• **REQUIRED WORK**: Below are records. Count every line containing the word "please" and give the number alone.

• **DATA SUPPLIED**:
########

PR #274, opened 2019-11-25
[no-test] testmap: update all rhel-8-1 related triggers to rhel-8-2 for cockpit-composer

henrywang:
Update all rhel-8-1 related triggers to rhel-8-2 for cockpit-composer

### DIFF
--- a/task/testmap.py
+++ b/task/testmap.py
@@ -136,20 +136,14 @@ REPO_BRANCH_CONTEXT = {
     'weldr/cockpit-composer': {
         'master': [
             'fedora-30/chrome',
-            'fedora-30/firefox',
-            'fedora-30/edge',
+            'rhel-8-2/firefox',
+            'fedora-31/edge',
             'fedora-31/firefox',
             'rhel-7-8/firefox',
             'rhel-8-1/chrome',
         ],
-        'rhel-8.1': [
-            'rhel-8-1/chrome',
-            'rhel-8-1/firefox',
-            'rhel-8-1/edge',
-        ],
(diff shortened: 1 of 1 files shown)


task/testmap.py
```diff
@@ -140,16 +140,15 @@
...
+            'rhel-8-2/chrome',
         ],
-        'rhel-8.1': [
-            'rhel-8-1/chrome',
-            'rhel-8-1/firefox',
-            'rhel-8-1/edge',
+        'rhel-8.2': [
+            'rhel-8-2/chrome',
+            'rhel-8-2/firefox',
+            'rhel-8-2/edge',
```
martinpitt: There actually is no "rhel-8.2" composer branch, and "rhel-8.1" did not exist either. "rhel-8.0" still exists (but is largely neglected now, I think we can just delete it). I would recommend to just drop this paragraph completely. We can reintroduce it once we actually need and have a stable branch again, WDYT?

task/testmap.py
```diff
@@ -140,16 +140,15 @@
             'fedora-30/edge',
             'fedora-31/firefox',
             'rhel-7-8/firefox',
-            'rhel-8-1/chrome',
+            'rhel-8-2/chrome',
```
martinpitt: We would lose RHEL 8.1 tests on master with that. I would recommend to keep 8.1 until 8.2 gets released. Instead, fedora-30 is rather over-represented here, how about moving one f-30 test to f31, one to rhel-8-2, and keep the third as f-30?

PR #299, opened 2019-12-03
Image refresh for rhel-8-1

cockpituous:
Image refresh for rhel-8-1
 * [x] image-refresh rhel-8-1


martinpitt:
There is a new SELinux regression:
```
testlib.Error: audit: type=1400 audit(1575466842.614:9): avc:  denied  { dac_override } for  pid=2141 comm="rhsmcertd-worke" capability=1  scontext=system_u:system_r:rhsmcertd_t:s0 tcontext=system_u:system_r:rhsmcertd_t:s0 tclass=capability permissive=0
```

martinpitt:
The above SELinux violation is either the same as, or very similar to https://bugzilla.redhat.com/show_bug.cgi?id=1753991 . I reported it there for now. The others look like flakes. As this image was built on e2e, it's currently unavailable, so we cannot further test *this* PR. (We can of course just close this and let the AWS cloud build a new one. -- I'm trying that for PR #300 first)

PR #301, opened 2019-12-04
image-trigger: Drop selenium image refresh

martinpitt:
This image got deprecated by the services image (commit 4b17bf2), and
can't be refreshed any more until cockpit-composer gets along with
current Firefox (webdriver.io v5).

Refresh the services image every 30 days, so that we notice regressions
earlier.

Fix inconsistent quoting style in the map while we are at it.

### DIFF
--- a/image-trigger
+++ b/image-trigger
@@ -20,7 +20,6 @@
 DAYS = 7
 
 REFRESH = {
-    "services": {"refresh-days": 120},
     "centos-7": {},
     "centos-8-stream": {},
     "continuous-atomic": {},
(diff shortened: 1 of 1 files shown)


marusak:
Thanks. But are we keeping selenium image for now, just not update it? Is anyone still using this image?

martinpitt:
@marusak: Yes, see https://github.com/cockpit-project/bots/pull/164 . Once https://github.com/weldr/cockpit-composer/pull/833 lands, we can move cockpit-composer to the services image, and drop our selenium image.

PR #300, opened 2019-12-04
Image refresh for rhel-atomic

cockpituous:
Image refresh for rhel-atomic


martinpitt:
Seems this new image [breaks sosreport](https://209.132.184.41:8493/logs/pull-300-20191204-091616-20fe1999-cockpit-project-cockpit-rhel-7.8-rhel-atomic/log.html)

martinpitt:
This image was built on e2e, which went down shortly afterwards. Let's let the bots build a new image on AWS instead.

PR #372, opened 2019-12-26
Image refresh for centos-8-stream

cockpituous:
Image refresh for centos-8-stream
 * [x] image-refresh centos-8-stream
 * [x] Add expected message: https://github.com/cockpit-project/cockpit/pull/13353

PR #392, opened 2020-01-07
Image refresh for rhel-8-1

cockpituous:
Image refresh for rhel-8-1
 * [x] image-refresh rhel-8-1


marusak:
distropkg has the same broken tests as the last few refreshes.
`rhel-8-1` has hard time with `testCreate` - the same problem we see in https://github.com/cockpit-project/bots/pull/372 - @KKoukiou could you please take a look at both of these refreshes?

martinpitt:
TBH I think we can ignore our rhel-8-appstream branch. We won't update RHEL 8.1 any more, and for 8.2 it seems easier to have one branch and just do baseos and appstream releases from it (if even necessary). In that sense, I think the creation of the appstream branch was a thinko, or failed experiment.

martinpitt:
I sent PR #414 to drop rhel-8-appstream from testmap, let's retire it.

PR #394, opened 2020-01-07
vm-run: Fix networking for windows-10

martinpitt:
Without a bridge (which requires root privileges on the host),
`vm-run windows-10` ended up with broken networking, as Windows does not
get along with the mcast network.

Introduce a new mode to VirtNetwork that uses standard QEMU user
networking, enabled with `isolate="user"`. Use that mode in vm-run for
the windows image if there is no bridge.


martinpitt:
We don't test vm-run automatically, so I'll only run a few test to show that this doesn't break the default mode.

PR #399, opened 2020-01-09
testmap: only test cockpit-composer on fedora-31

jkozol:
Cockpit-composer will begin using osbuild-composer instead of lorax. This change will cause the tests to fail on distros that aren't fedora-31 so these test environments are now only triggered manually. This PR is required for https://github.com/weldr/cockpit-composer/pull/868

### DIFF
--- a/task/testmap.py
+++ b/task/testmap.py
@@ -136,16 +136,12 @@ REPO_BRANCH_CONTEXT = {
     },
     'weldr/cockpit-composer': {
         'master': [
-            'fedora-30/chrome',
-            'rhel-8-2/firefox',
+            'fedora-31/chrome',
             'fedora-31/edge',
             'fedora-31/firefox',
-            'rhel-7-8/firefox',
-            'rhel-8-1/chrome',
         ],
         # These can be triggered manually with bots/tests-trigger
         '_manual': [
-            'centos-8-stream',
         ],
     },
     'candlepin/subscription-manager': {


marusak:
Thanks :)
So the decision was that we are going to release new versions of cockpit-composer to only Fedora-31 and to nothing else for now? (Later to Fedora-32 and RHEL-8-3(2-1?))
Also, if that is the case, I don't think it makes much sense to keep these contexts in manual - who would trigger them when they are broken? Or you would trigger them in some special occasions?
And just a side note for the next time - on PRs like these, it is great to add `no-test` label, so it does not run all tests :)

jkozol:
> So the decision was that we are going to release new versions of cockpit-composer to only Fedora-31 and to nothing else for now? (Later to Fedora-32 and RHEL-8-3(2-1?))

Yes. For now only fedora 31. 

> I don't think it makes much sense to keep these contexts in manual

I will remove the manual tests. Since we will only release on fedora-31 and once cockpit-composer starts using osbuild these tests will fail I agree there won't be any use in running them manually.

> on PRs like these, it is great to add no-test label

I am currently unable to add labels. In the future I will keep that in mind.

marusak:
huh? And not the tests are again here? Is someone triggering these manually from cmdline?

task/testmap.py
```diff
@@ -136,16 +136,12 @@
...
     'weldr/cockpit-composer': {
         'master': [
-            'fedora-30/chrome',
-            'rhel-8-2/firefox',
+            'fedora-31/chrome',
             'fedora-31/edge',
-            'fedora-31/firefox',
-            'rhel-7-8/firefox',
-            'rhel-8-1/chrome',
+            'fedora-31/firefox',
```
marusak: There are trailing spaces an linter is complaining, can you please fix?
(added no-test label, so we can run only what we need on the next push force)

jkozol: Thanks for pointing this out. Should be fixed now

########

• **EXERCISE RESPONSE**: 2